Record US power demand brings AI-energy nexus into sharp focus
Electricity consumption is set to hit more record highs in the US this year and in 2027, mostly due to data centres serving AI and cryptocurrencies, according to the Energy Information Administration (EIA).
According to the EIA's Short-Term Energy Outlook, power demand set a second consecutive annual record at 4,195 billion kWh in 2025, with projected rises to 4,248 billion kWh in 2026 and 4,379 billion kWh in 2027.

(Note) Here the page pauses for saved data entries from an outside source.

Issue #1127, opened 2014-02-20
On iPad in vertical mode, the species search box disappears


dboyer:
May be linked to the logo being so large that it interferes with the search boxes.

lederer:
Verified this is still the case. 

The correct fix is to make the site responsive to a suitable range of viewport widths.

In the meantime, users can rotate to landscape, which is arguably the more likely orientation for using OTM on a tablet anyway.

Setting to low priority.

PR #2824, opened 2016-10-10
Implement mobile responsive search for small screen sizes

maurizi:
With these changes, all advanced search functionality is now available on small screen sizes.

Map page on page load:
screen shot 2016-10-10 at 14 15 46

When tapping on the location search box:
screen shot 2016-10-10 at 14 18 43

After tapping on the "Advanced search" toggle in the header:
screen shot 2016-10-10 at 14 19 59

Search buttons are sticky when scrolling:
screen shot 2016-10-10 at 14 20 05

For medium-sized screens we now always show both the species and location search boxes (by hiding the map logo):
screen shot 2016-10-10 at 14 20 24

Connects to https://github.com/OpenTreeMap/otm-core/issues/1127

### DIFF
--- a/assets/css/sass/_base.scss
+++ b/assets/css/sass/_base.scss
@@ -44,8 +44,8 @@ $table-gray                     : #DFE2E8;
 $screen-xs    : "(max-width: 767px)";
 $screen-gtxs  : "(min-width: 768px)";
 $screen-sm    : "(min-width: 768px) and (max-width: 991px)";
+$screen-gtsm  : "(min-width: 992px)";
 $screen-ltmd  : "(max-width: 991px)";
 $screen-md    : "(min-width: 992px) and (max-width: 1199px)";
 $screen-ltlg  : "(max-width: 1199px)";
 $screen-lg    : "(min-width: 1200px)";
-
--- a/assets/css/sass/_base.scss
+++ b/assets/css/sass/_base.scss
@@ -41,10 +41,11 @@ $table-gray                     : #DFE2E8;
 
 
 // Media Queries
-$screen-xs			 : "(max-width: 767px)";
-$screen-gtxs         : "(min-width: 768px)";
-$screen-sm			 : "(min-width: 768px) and (max-width: 991px)";
-$screen-md			 : "(min-width: 992px) and (max-width: 1199px)";
-$screen-ltlg         : "(max-width: 1199px)";
-$screen-lg			 : "(min-width: 1200px)";
+$screen-xs    : "(max-width: 767px)";
+$screen-gtxs  : "(min-width: 768px)";
+$screen-sm    : "(min-width: 768px) and (max-width: 991px)";
+$screen-ltmd  : "(max-width: 991px)";
+$screen-md    : "(min-width: 992px) and (max-width: 1199px)";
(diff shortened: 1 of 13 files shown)


maurizi:
@lederer I implemented the changes you suggested in 2277e49

lederer:
@maurizi Thanks for that. I'd forgotten to update the PR with the mock yesterday.

lederer:
👍

RickMohr:
The little user image photo is gone. Before:
image
After:
image

RickMohr:
If I do a location search on mobile and want to clear the results I have to think to click "Advanced Search", which might be a stretch for many. (Then after I click "Reset" I have to click the "X" to get back out.)

Likewise, if I do an advanced search and want to clear the results I have to click "Advanced Search" + Reset + X.

Can we find a way to get that "Reset" button onto the header for mobile?

RickMohr:
The black header bar is slightly taller in "mobile" mode than the other modes, and the first label is a little further to the right:
image  image
image

(Watch it dynamically by changing the window width.)

RickMohr:
Can we put "Tree Care" at the bottom in mobile mode? Seems least important, but it's shown first.

RickMohr:
In mobile mode, the "Search by Species" and "Search by Location" headers should be the same color as the other headers:
image

RickMohr:
There's a temporary layout glitch when loading in non-mobile mode. In the "Search by Species" and "Search by Location" boxes the placeholder text overlays the hamburger icon for a noticeable amount of time, looking ugly. Then it's resolved.

Not present on staging.

RickMohr:
That's all I can find for now.

maurizi:
> There's a temporary layout glitch when loading in non-mobile mode. In the "Search by Species" and "Search by Location" boxes the placeholder text overlays the hamburger icon for a noticeable amount of time, looking ugly. Then it's resolved.

I saw this too, and I have no idea how to fix it.  @lederer do you have any ideas? I could use an assist.

maurizi:
@RickMohr Most of the comments you raised have been addressed, this is ready for another look.

lederer:
@maurizi Re that layout glitch, I haven't been able to track down the precise cause, but I've got some evidence that might help you get there:

1. Using Chrome Inspector, I recorded the timeline of the page reload.
1. The frame that gets rendered at 1.64s has the offending styles, which come from `input[type="text"]`.
1. That frame remains onscreen until 2.41s, or ~7.64ms, which is a lifetime.
1. The next frame is when the correct styles for those elements get rendered. They come from `.search-block-wrapper .search-block .search-field-group .twitter-typeahead input[type="text"]`.

So at the risk of a tautology, I reckon there's something going on with that huge rendering delay / low FPS, and with Twitter Typeahead. Holler and I can show you the timeline I captured.

maurizi:
@lederer That was a huge help :smile: . `twitter-typeahead` is a class that gets added by JS, so depending on it for styling stuff wasn't a good idea.

@RickMohr I put back the user logo and fixed a styling bug with it, fixed the species/location label coloring, moved tree care to the bottom of  the search area, and reworked how the advanced / reset buttons work.

thanks for all the thoughtful comments!

RickMohr:
@maurizi, all looks good!

:+1:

As well as data centre demand, the EIA says the increase is also driven by homes and businesses using more electricity and less fossil fuels for heat and transportation. However, it says power demand growth is led by the commercial sector, which is expected to outpace residential demand in 2027 for the first time.
Data centre energy appetite
The International Energy Agency (IEA) says data centres globally currently consume 485-500 TWh of power annually, accounting for about 2% of global electricity demand.
This rise in global demand reflects a rapidly increasing trajectory, primarily driven by the AI boom. As a result, projections indicate AI-specific hardware consumption will triple by 2030, nearly doubling overall data centre power use in that period.
The IEA says the AI-energy nexus is continuing to evolve rapidly, with capital expenditure by the largest technology companies exceeding $400 billion in 2025 and anticipated to rise a further 75% this year, fuelling data centre growth.
“Capital expenditure of just five technology companies is now larger than global investment in oil and natural gas production,” said the agency.
IEA satellite tracking found cutting-edge AI data centres more than tripled capacity in the past 18 months.
AI efficiencies in context
The IEA said worldwide data centre electricity demand rose by 17% in 2025, in line with its projections.
AI energy efficiency per task is improving at a rate "unprecedented in energy history," due to software and hardware advances.
However, this is offset by the increasing use of new energy-intensive AI applications, such as video generation, reasoning, and agentic tasks, which the IEA says can consume thousands of times more energy than simple text generation.
Managing bottlenecks
The agency said bottlenecks across energy supply chains have tightened since its last report amid a wave of data centre applications and a broader trend of rapid load growth and electrification, as the AI ecosystem scrambles for electricity and grid connections.
“An individual server rack within an advanced data centre is only the size of a large refrigerator, but by 2027 it could have peak power demand equivalent to that of 65 households,” the report noted.
The IEA suggested a possible upside in its mid- to longer-term outlook for data centre power demand, driven by investments to relieve bottlenecks across energy equipment and chip manufacturing.
On-site gas power is emerging in the US as developers bypass slow grid connections, with 15–27 GW expected by 2030, though the IEA cites uncertainties, such as a global gas turbine supply crunch.
Driving power innovation
Scaled battery storage could be critical to ensuring reliable supply to AI training and model-use data centres that induce large, rapid power swings.
The IEA predicts that 20-25 GW of global battery storage could be installed by 2030. With the right incentives, this could become a grid asset in the broader AI-driven acceleration of electricity sector deployment and innovation.
The agency cautioned that data centres could be a prominent flashpoint for concerns around energy prices.
But the IEA report also highlighted that AI has potential as an important tool in enhancing energy security and sustainability, such as optimising existing grid capacity.
However, it warned that the energy sector is yet to fully seize these opportunities.
An IEA survey of companies found that a lack of digital skills was the single largest barrier to greater AI adoption in the energy sector, while globally, less than half of energy demand was covered by policy frameworks promoting AI uptake in the sector.